Evgenia: I do not like to generalize to either humans or animals. So I would not say that one person is a leader and another is not, or that one animal looks more like a leader to me than another. Every animal, like every human being, has valuable qualities that, if used effectively, knowing itself, can achieve high results for itself and its environment. Take the sloth, for example – a seemingly uninteresting and not particularly impressive animal. And in fact, with tremendous strength and endurance, which slowly but persistently works daily to exist and to leave a generation. I remember a while ago I brought to the office a cloth rug from India (made from patches of different fabrics) that depicted an elephant. I used it as a symbol of the values of Together in an Hour that unite everyone in our community in our daily work and collaboration. I told my colleagues why for me the elephant embodies our 6 guiding values: entrepreneurial spirit, effective collaboration, constant learning, focus on results and long-term impact, respect and modesty, professionalism.
I cannot recreate the exact story at the moment, but this is one example of how we can find a suitable “animal” embodiment of leadership, depending on the definition we have at some point.
- 🎯What would you like to share as your main life lessons with our readers (young professionals and leaders)?
Evgenia: To work with passion and to have true faith that what you do is the right thing (you see the meaning in it, you believe it is worth the most of everything) is great, but also very exhausting. It’s just hard for you to say “I need to sleep, rest, recharge my batteries.” It acts slightly as a drug.

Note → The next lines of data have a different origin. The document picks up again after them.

PR #1754, opened 2024-05-09
Simple tooling to generate CRDs for LoggingLogMetric

justinsb:
- LoggingLogMetric: sync up schema labels & printColumns
- LoggingLogMetric: make spec required
- fix: deepcopy-gen annotations on shared package
- chore: create simple script to generate crds from direct apis
- autogen: generate crds using dev/tasks/generate-crds


config/crds/resources/apiextensions.k8s.io_v1_customresourcedefinition_logginglogmetrics.logging.cnrm.cloud.google.com.yaml
```diff
@@ -71,7 +76,6 @@ spec:
                       bounds:
                         description: The values must be monotonically increasing.
                         items:
-                          format: double
```
acpana, line 74: IIRC, we were told this info is not exactly sent over to the api server but 🙈 we still want these, right?

scripts/generate-go-crd-clients/k8s/v1alpha1/register.go
```diff
@@ -30,7 +30,7 @@
 
 // Package v1alpha1 contains API Schema definitions for the k8s v1alpha1 API group
 // +k8s:openapi-gen=false
-// +k8s:deepcopy-gen=
+// +k8s:deepcopy-gen=package,register
```
yuwenma, line 33: Is this a manual change? I think we cannot override this and the other `register.go` file since they are autogenerated.

dev/tasks/generate-crds
```diff
@@ -0,0 +1,52 @@
...
+# Add OpenAPI validation to refs
+cd ${REPO_ROOT}
+go run ./scripts/add-validation-to-crds --dir apis/config/crd/
+
+# Apply a few small tweaks to the CRDs
+cd ${REPO_ROOT}
+go run ./scripts/crd-tools set-field spec.preserveUnknownFields=false --dir apis/config/crd/
+go run ./scripts/crd-tools delete-field status --dir apis/config/crd/
+go run ./scripts/crd-tools set-annotation cnrm.cloud.google.com/version=0.0.0-dev --dir apis/config/crd/
+go run ./scripts/crd-tools delete-annotation controller-gen.kubebuilder.io/version --dir apis/config/crd/
```
yuwenma, line 39: just curious, any of this can be achieved by kustomize?

justinsb: Maybe, but I think we'd have to use KRM functions (e.g. delete-annotation).  I figure we can start this way and then hopefully create KRM functions.

scripts/generate-go-crd-clients/k8s/v1alpha1/register.go
justinsb: I think this is the template and the other (pkg/clients/generated/apis/k8s/v1alpha1/register.go) is generated.

config/crds/resources/apiextensions.k8s.io_v1_customresourcedefinition_logginglogmetrics.logging.cnrm.cloud.google.com.yaml
justinsb: Yes, we believe this is not actually used.  That we specify double (float64) but the official tools drop it supports this.  So I don't think we need it.

Maybe we should try to figure out how to add it just so we don't need to worry about it, but it would be a pain I think...

justinsb: Actually, scratch that, just found the `// +kubebuilder:validation:Format` directive

justinsb: Although this particular one is a problem because the format has moved to the slice, which is likely wrong

yuwenma: I like using kubebuilder to validate the CRD. Also, we shall have` // +kubebuilder:validation:Required ` on `spec.filter`.

One thing I don't figure out how it works is that the [LLM CRD has `filter` set as required](https://github.com/GoogleCloudPlatform/k8s-config-connector/blob/master/crds/logging_v1beta1_logginglogmetric.yaml#L389). But I was assuming the CRD is generated from this file which should have `filter`  as `optional` (default). Thoughts?

pkg/clients/generated/apis/logging/v1beta1/logginglogmetric_types.go
```diff
@@ -162,7 +162,7 @@ type LoggingLogMetricSpec struct {
 	bucket has to be in the same project as the metric. For
 	example:projects/my-project/locations/global/buckets/my-bucket
 	If empty, then the Log Metric is considered a non-Bucket Log Metric.
-	Only `external` field is supported to configure the reference. */
+	Only `external` field is supported to configure the reference for now. */
```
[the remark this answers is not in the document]
yuwenma: Actually, can we delete the TF-based APIs? Otherwise it could be really easy to get confused.

justinsb:
I split out the last commit as https://github.com/GoogleCloudPlatform/k8s-config-connector/pull/1843 but we can just merge this if you want

justinsb:
OK, #1843 merged, so let's see if github can figure out this rebase

/hold cancel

And that is why young and active people who are heartbroken and heartbroken in their activities and entrepreneurial initiatives can very easily burn into them, be disappointed, at worst, give up and just say “this is not for me – if I change my job, things will work out. ” Don’t do it. And take the opportunity to get to know yourself: what gives you energy and and what drains your energy; before which point of exhaustion you have to to take a breath and just take a break; what motivates you in your daily life, what lifts you up. It is when a person works with real passion that he is often willing to step outside his comfort zone for the sake of achieving his goal. Getting out of your comfort zone is very valuable, but only when you give yourself the time and opportunity to think about what it teaches you about yourself and how you can become stronger, more resilient, healthier and happier in this experience.
- 🎯What are the values that help you make difficult decisions?
Evgenia: Health (personal and that of my loved ones) is a top priority. Honesty is the most important quality in dealing with ourselves and others (no matter how difficult it is, you should always be honest and sincere). Sincerely caring for others and a desire to help them, developing pure human relationships with the people around me – without prejudice to the above two – is also leading in my everyday decisions. The belief that true happiness is not the ultimate goal, but a process (path) that, above all, requires deep self-insight, self-knowledge and a willingness to learn and develop all the time.